• **ACTION ITEM**: Reproduce each line of the entries that carries "StepType".

• **DATA LISTING**:
PR #4655, opened 2023-01-16
Update subscriber action [PREMIUM-215]

JanJakes:
## Description

This PR contains placeholders for the "update subscriber" action and some fixes and improvements. The action itself is implemented in the premium PR.

## Code review notes

This PR also implements simple "contexts" for automation integrations — that is, defining data that will be loaded in the automation editor.

## QA notes

Please, test the new "update subsriber" action in automations.

## Linked PRs

https://github.com/mailpoet/mailpoet-premium/pull/676

## Linked tickets

[PREMIUM-215]

## After-merge notes

_N/A_

[PREMIUM-215]: https://mailpoet.atlassian.net/browse/PREMIUM-215?atlOrigin=eyJpIjoiNWRkNTljNzYxNjVmNDY3MDlhMDU5Y2ZhYzA5YTRkZjUiLCJwIjoiZ2l0aHViLWNvbS1KU1cifQ


mailpoet/assets/js/src/automation/integrations/mailpoet/steps/update-subscriber/index.tsx
```diff
@@ -0,0 +1,33 @@
+import { __ } from '@wordpress/i18n';
+import { postAuthor } from '@wordpress/icons';
+import { StepType } from '../../../../editor/store/types';
+import { PremiumModalForStepEdit } from '../../../../../common/premium_modal';
+import { LockedBadge } from '../../../../../common/premium_modal/locked_badge';
+
+export const step: StepType = {
+  key: 'mailpoet:update-subscriber',
+  group: 'actions',
+  title: __('Update subscriber', 'mailpoet'),
```
johnolek, line 10: I wanted to ask about something I [brought up](https://github.com/mailpoet/mailpoet/pull/4617#pullrequestreview-1221225471) in my review of the PR that enforces different text domains for free/premium. Do we end up needing to maintain two separate translations for this and the [corresponding title](https://github.com/mailpoet/mailpoet-premium/pull/676/files#diff-7a774574f0f5132757d75fdd3ca31514d54014acf94815e5385e55270c34e715R26) in premium, and is that a pain as far as our translators are concerned? I ask because this seems like it will probably be a common pattern with many of the premium actions we'll be adding.

mailpoet/lib/AdminPages/Pages/AutomationEditor.php
```diff
@@ -108,4 +109,12 @@ private function buildRegistry(): array {
     }
     return ['steps' => $steps];
   }
+
+  private function buildContext(): array {
+    $data = [];
+    foreach ($this->registry->getContextFactories() as $key => $factory) {
+      $data[$key] = $factory();
+    }
```
johnolek, line 107: If the idea is to allow any plugin to use this, should we surround this with a `try/catch` so one plugin can't ruin the fun for everyone?

johnolek (dismissed):
Looks good! The `try/catch` comment isn't something that I think we would need to change even if it would be a potential problem since obviously no one else will be using this right now, but feel free to update if you think it makes sense.

mailpoet/assets/js/src/automation/integrations/mailpoet/steps/update-subscriber/index.tsx
JanJakes: @johnolek My thinking is that, in general, it makes sense to check for the text domains. In the past, we've repeatedly had wrong text domains in the premium plugin, and usually, we had no idea until someone noticed that some premium strings were not translated.

As for this particular case of automation actions in the free and the premium plugin, I think we could address it in a different way. We allow using the free plugin step definition and overriding it. Something like:

```ts
export const step = (freePluginStep: StepType): StepType => ({ title: freePluginStep.title, ...});
```

mailpoet/lib/AdminPages/Pages/AutomationEditor.php
JanJakes: That's a good point! I'm just thinking about how to address a failure...

Should we display a notice in the editor that loading some integration failed? I guess that might be the best, but it will require propagating the errors to the UI somehow.

To add more context to the usage of these contexts, I think we could/should make it async so that the editor loads as fast as possible and the contexts are fetched with an API request asynchronously. Then, I guess, that async request could also contain an array of integration errors that we could convert into notices in the UI.

If that sounds good to you, I will compile it into a ticket so it doesn't get lost here. What do you think?

mailpoet/assets/js/src/automation/integrations/mailpoet/steps/update-subscriber/index.tsx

• **REPLY**:
+import { StepType } from '../../../../editor/store/types';
+export const step: StepType = {
export const step = (freePluginStep: StepType): StepType => ({ title: freePluginStep.title, ...});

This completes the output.